Der Päpstliche Stuhl war seit langer Zeit von den Faktionen der Stadt besetzt worden; selbst Weiber hatten Päpste ernannt, und die Entweihung des heiligen Amts hatte im Enkel Marozias ihren tiefsten Grad erreicht. Der Kaiser erwies daher der Kirche einen wirklichen Dienst, wenn er die Papstwahl dem rohen Adel entriß. Die Zerrüttung Roms machte ihn zum Diktator, so daß er jene Wahl wie ein Kaiserrecht an sich nahm, und er war in Deutschland gewohnt, Bischöfe nach Willkür einzusetzen. Nie hatte ein Kaiser einen gleichen Sieg erlangt. Durch seine persönliche Kraft und die einiger seiner Nachfolger, denen er Vorbild war, wurde das Papsttum dem Kaisertum untertan und die Kirche Roms eine deutsche Vasallin. Die Kaisergewalt stieg zu einer furchtbaren Höhe empor, aber das durch die Majestät großer Herrscher niedergedrückte Papsttum rächte sich sodann, indem es (so wandeln sich die Dinge nach Gesetzen der Natur) die verlorene Freiheit nicht allein wiedergewann, sondern mit riesiger Anstrengung deren Schranken überstieg. Der Kampf der Kirche mit dem Deutschen Reich war die Haupthandlung des Mittelalters und das große, die Welt erschütternde Drama seiner Geschichte.

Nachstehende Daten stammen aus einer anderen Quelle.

PR #3291, opened 2019-02-13
Permanent unique version history for base types

clarafu:
If one worker registers with a unique base resource type, that base type gets persisted as unique permanatly.

### DIFF
--- a/atc/db/base_resource_type.go
+++ b/atc/db/base_resource_type.go
@@ -73,7 +73,7 @@ func (brt BaseResourceType) create(tx Tx, unique bool) (*UsedBaseResourceType, e
 		Suffix(`
 			ON CONFLICT (name) DO UPDATE SET
 				name = EXCLUDED.name,
-				unique_version_history = EXCLUDED.unique_version_history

Der rühmliche Versuch der Römer, ihr Wahlrecht sich zu erhalten, fiel einer höheren Notwendigkeit zum Opfer, denn das germanische Königtum mußte für eine Zeitlang die Gewalt über Rom und die Kirche an sich reißen, um diese zu reformieren. Die gedemütigte Stadt hatte den Kaiser als ihren Gebieter aufgenommen, der kaiserliche Papst war wieder eingesetzt worden; und so ist es wahrscheinlich genug, daß jetzt Otto, statt sich mit einem Eide zu begnügen, durch ein Dekret die völlige Verzichtleistung der Römer auf das Wahlrecht auszusprechen gebot, und daß Leo VIII., sein Geschöpf, sich darein fügte, es zu vollziehen. Eine solche Urkunde ist uns in der unvollkommenen Fassung des XI. Jahrhunderts aufbewahrt; nur läßt ihre Echtheit starken Zweifel zu, und offenbare Fälschungen zugunsten der Kaiserrechte haben den wahren Inhalt unkenntlich gemacht.